Emails, notes, academic reading texts, memorandums from various Ministries of Education, teacher appraisals, job descriptions, CVs, strategic plans, school accreditation documents, the odd poem from my desk, a light novel, the occasional can’t-be-put-down paperback, photography – gardening – recipes – interior decoration – art catalogues were the bread and butter of much of my reading over the last ten years, and mostly in English.
This beautiful time in my life has given me a summer to re-read a few of my old haunts from my book shelves and take deep dives into some new and wonderful prose and poetry from around the world and close to home. In the three months of summer, I stayed home, mostly, and read, read and then read some more. It has been the most wonderful holiday present to myself. I have had an opportunity to look inwards with the desire to understand what makes us human and so what may cause us to act in ways that dehumanise us so that we are no longer animal or vegetable. We become nothing.

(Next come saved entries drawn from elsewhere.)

PR #3408, opened 2021-07-02
Return optimize_results and covariance_results in Fit.run() 

QRemy:
Modify Fit.run() to return a dict containing optimize_results and covariance_results.

### DIFF
--- a/docs/tutorials/analysis/time/light_curve_simulation.ipynb
+++ b/docs/tutorials/analysis/time/light_curve_simulation.ipynb
@@ -386,7 +386,7 @@
    "metadata": {},
    "outputs": [],
    "source": [
-    "result.parameters.to_table()"
+    "result[\"optimize_result\"].parameters.to_table()"
    ]
   },
   {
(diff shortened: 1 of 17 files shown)


docs/tutorials/analysis/time/light_curve_simulation.ipynb
```diff
@@ -431,7 +431,25 @@
    "name": "python",
    "nbconvert_exporter": "python",
    "pygments_lexer": "ipython3",
-   "version": "3.7.0"
+   "version": "3.7.3"
+  },
```
adonath, line 435: Can you check your version of `nbconvert`? Like:
```
import nbconvert
print(nbconvert.__version__)
```
I think in more recent versions this meta data is not present anymore...

QRemy: ok upgraded to 6.1.0

adonath:
Thanks @QRemy, I fixed the merge conflict caused by merging #3406. Once CI is green I'll go ahead and merge. Instead of the `dict` we could also consider actually renaming the current `FitResult` to e.g. `FitStepResult` and create a new `FitResult` object which bundles the results from the different steps.  But this only becomes useful if we add custom methods e.g. `FitResult.__str__` and / or `FitResult.write()`, it will be a separate PR anyway...

adonath (approved):
Thanks @QRemy!

PR #3409, opened 2021-07-02
Support iminuit v2.0

adonath:
**Description**

This pull request adds the implementation of the `iminuit>2.0` backend. For now I added it in a separate `iminuit2.py` file, but it seems from the Gammapy side the change is backwards compatible. The remaining question is what we do:
- Support both `iminuit` and `iminuit>2.0` and choose internally
- Support both `iminuit` and `iminuit>2.0` as separate backends
- Remove the support for `iminuit<2.0`

My preferred option would be the last one, as it reduces the maintenance effort for Gammapy in future. Depending on which option we choose, I'll adapt the iminuit file.

**Dear reviewer**


adonath:
@bkhelifi @registerrier @QRemy @AtreyeeS @luca-giunti Any preference on which versions we should support?

bkhelifi:
As you, Axel, I prefer the last option, ie Remove the support for `iminuit<2.0`, for the maintenance.
I think this move is wise, as this upgrade will be unavailable in the future.

AtreyeeS:
I confess that I have not explored either in great details. Is there any specific case to keep support for `iminuit<2.0`? Otherwise, I imagine it is simpler to remove it.

registerrier (commented):
Thanks @adonath!

Looks good. One comment below regarding `errordef`.
It is interesting to see that iminuit now uses CL rather than sigmas.

gammapy/modeling/iminuit2.py
```diff
@@ -0,0 +1,218 @@
...
+
+def setup_iminuit(parameters, function, store_trace=False, **kwargs):
+    from iminuit import Minuit
+    minuit_func = MinuitLikelihood(function, parameters, store_trace=store_trace)
+
+    pars, errors, limits = make_minuit_par_kwargs(parameters)
+
+    minuit = Minuit(minuit_func.fcn, name=list(pars.keys()), **pars)
+    minuit.tol = kwargs.pop("tol", 0.1)
+    minuit.errordef = kwargs.pop("errordef", 1)
```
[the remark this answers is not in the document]
adonath: I guess in general users are free to overwrite the `Dataset.stat_sum()` method and use a different normalisation, but I agree we could just hard-code the `errordef` and document it. If users implement a custom fit statistic, they have to follow the convention.

adonath:
@AtreyeeS As commented here https://github.com/gammapy/gammapy/issues/3118#issuecomment-873110572, we will loose the status info for the contour computation, but this is probably acceptable...

adonath:
@HDembinski I'm now seeing two test fails in our CI: https://github.com/gammapy/gammapy/pull/3409/checks?check_run_id=2990082892#step:9:1952 I can reproduce the fails locally, however only when using `iminuit==2.7.0` as used in the CI. When using `iminuit==2.6.1` the fails are not present. Are you aware of any fixed bug that could cause this difference? What would be your recommended handling here? Thanks!

adonath:
Currently there is a blocking issue, see https://github.com/scikit-hep/iminuit/issues/669. I'll check for a workaround.

adonath:
Meanwhile the bug has bee fixed and a new release has been made. I'll try with `iminuit==2.8.0` now...

adonath:
I just updated to `iminiut=2.8.0` and everything works fine now. However `iminiut=2.8.0` is not available on conda forge yet and can only be installed via `pip`.

adonath:
`iminuit>2.8` is now available on conda, however I see test fails in the CI (https://github.com/gammapy/gammapy/pull/3409/checks?check_run_id=3653998586#step:9:1909), that I cannot reproduce locally. It seems to depend on the specific environment. I'll spend another hour to try to reproduce and understand this, but this might be a blocker.

adonath:
I failed to reproduce the error even in the almost exact environment (same version of Numpy, Astropy, Scipy and iminuit), also from the CI it seems it is an issue specific to the Linux environment and Python 3.7. The issue is almost impossible to debug. So what do we do here @registerrier and @bkhelifi ? Just disable the falling test? All other error estimates seems to be working, except the ones for the `FoVBackgroundMaker`...

adonath:
@registerrier I started to look into the issue of the FoV background estimator and I saw a weird behavior of almost arbitrary fit results, when unfreezing the tilt parameter. The results would change when the estimator was run on the same dataset repeatedly. Then I realized the dataset only has one energy bin and the `tilt` is never constrained. So the test in Gammapy is meaningless and should be changed. However I'd prefer a follow up PR for this...

gammapy/datasets/tests/test_flux_points.py
```diff
@@ -123,7 +123,7 @@ def test_stat_profile(dataset):
         )
 
         ts_diff = profile["stat_scan"] - result.total_stat
-        assert_allclose(ts_diff, [174.358204, 0., 174.418515], rtol=1e-2, atol=1e-7)
+        assert_allclose(ts_diff, [112.368266, 0., 112.416683], rtol=1e-2, atol=1e-7)
```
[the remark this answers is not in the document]
adonath: I added scan value check, and there one can see the values shifted a little bit, causing the change in the likelihood values as well.

gammapy/estimators/tests/test_flux_point_estimator.py
```diff
@@ -433,29 +433,29 @@ def test_run_pwl_parameter_range(fpe_pwl):
...
-    pl.amplitude.max=1e-8
+    pl.amplitude.min = 0
+    pl.amplitude.max = 1e-12
 
     fp = fpe.run(datasets)
     table_with_bounds = fp.to_table()
 
     actual = table_with_bounds["norm"].data
-    assert_allclose(actual, [3.215947e-02, 3.939055e-02, 5.551115e-09], rtol=1e-3)
+    assert_allclose(actual, [0., 0., 0.], atol=1e-2)
```
adonath, line 443: I decide to use a more stable check here, just testing whether the norm is consistent with zero.

gammapy/estimators/tests/test_flux_point_estimator.py
```diff
@@ -433,29 +433,29 @@ def test_run_pwl_parameter_range(fpe_pwl):
...
 
-    actual = table_with_bounds["norm_err"].data
-    assert_allclose(actual, [251.490704, 280.37361 , 404.162784], rtol=1e-2)
+    actual = table_with_bounds["norm_errp"].data
+    assert_allclose(actual, [212.593368, 298.383045, 449.951747], rtol=1e-2)
```
adonath, line 446: As the minimizer is not in a minimum the covariance is not a stable estimate. I change to the confidence based error instead.

adonath:
@registerrier Please do a final review...

gammapy/estimators/tests/test_flux_point_estimator.py
registerrier: Looks good.

registerrier (approved):
Thanks @adonath ! This is good to go.

It is good that the origin of the discrepancies is understood. Adding a better test for tilt fitting will be a good change.

adonath:
@registerrier and @bkhelifi I'll go ahead and merge this now. I think we should just re-run the validation, remaining issue can be fixed in follow up PRs.

PR #3412, opened 2021-07-06
Change definition of disk edge parameter

adonath:
**Description**

This pull request changes the definition of the `edge` parameter to a relative fraction of `r_0`. This solves the problem mentioned in https://github.com/gammapy/gammapy/pull/3229#issuecomment-874640578. To make the change more explicit I decided to rename the parameter to `edge_width` as well.

### DIFF
--- a/gammapy/modeling/models/spatial.py
+++ b/gammapy/modeling/models/spatial.py
@@ -592,7 +592,8 @@ class DiskSpatialModel(SpatialModel):
         Increases counter-clockwise from the North direction.
     edge : `~astropy.coordinates.Angle`
         Width of the edge. The width is defined as the range within the
-        smooth edges of the model drops from 95% to 5% of its amplitude.
+        smooth edges of the model drops from 95% to 5% of its amplitude
+        and is given as fraction of r_0.
     frame : {"icrs", "galactic"}
         Center position coordinate frame
     """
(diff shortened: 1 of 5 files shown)


gammapy/modeling/models/spatial.py
```diff
@@ -590,9 +590,10 @@ class DiskSpatialModel(SpatialModel):
     phi : `~astropy.coordinates.Angle`
         Rotation angle :math:`\phi`: of the major semiaxis.
         Increases counter-clockwise from the North direction.
-    edge : `~astropy.coordinates.Angle`
+    edge_width : float
         Width of the edge. The width is defined as the range within the
-        smooth edges of the model drops from 95% to 5% of its amplitude.
+        smooth edge of the model drops from 95% to 5% of its amplitude.
```
luca-giunti, line 595: Thanks @adonath! The only comment I have is that this sentence should probably be re-formulated

luca-giunti (changes requested):

gammapy/modeling/models/spatial.py
luca-giunti: Or maybe just "within which"

luca-giunti (approved):

adonath:
Thanks @luca-giunti!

I have been moved, once more, as I remember 30 years ago in Kigali, Rwanda, when reading Our Lady of the Nile by Scholastique Mukasonga, or the Nigerian Ayobami Adebayo, A Spell of Good Things and Stay with Me. I was online with Nana Darkoa Sekyiamah as she talked and answered questions around her ground breaking work of over a decade in The Sex Lives of African Women. The 2021 Nobel Laureate, Abdulrazak Gurnah’s Memory of Departure weaves together several beautiful and searing stories of the lives of those, still today, torn apart and brought together under colonial and neo-colonial rule. Pam Walters’ Demerara Sugar takes me home to the plantation life of the 1960s as I interweave her memoir, with the rich and lyrical poetry of Grace Nichols in The Fat Black Woman’s Poems, so reminiscent of women in Guyana and the diaspora. Derek Walcott, St. Lucia’s 1992 Nobel Laureate, sits on my beside table in the form of his Selected Poems. Sisonke Msimang’s Always Another Country, speaks to all of us who have moved too many times perhaps but hold onto family, the people, music, food and the vibes of our homelands. On Black Sisters’ Street by Chika Unigwe reminded me of the many winters I spent around the Gare in Luxembourg, handing out condoms, gels and wipes to the sex workers, leaving my day job as Principal at an international school every Wednesday or Thursday evening. That evening job, volunteering, was one of the most rewarding I have had; walking the late hours of the night among courageous women and mothers whose lives tell so much, untold and unwritten. Many of them remain in my heart as some ‘sisters’ I have most admired.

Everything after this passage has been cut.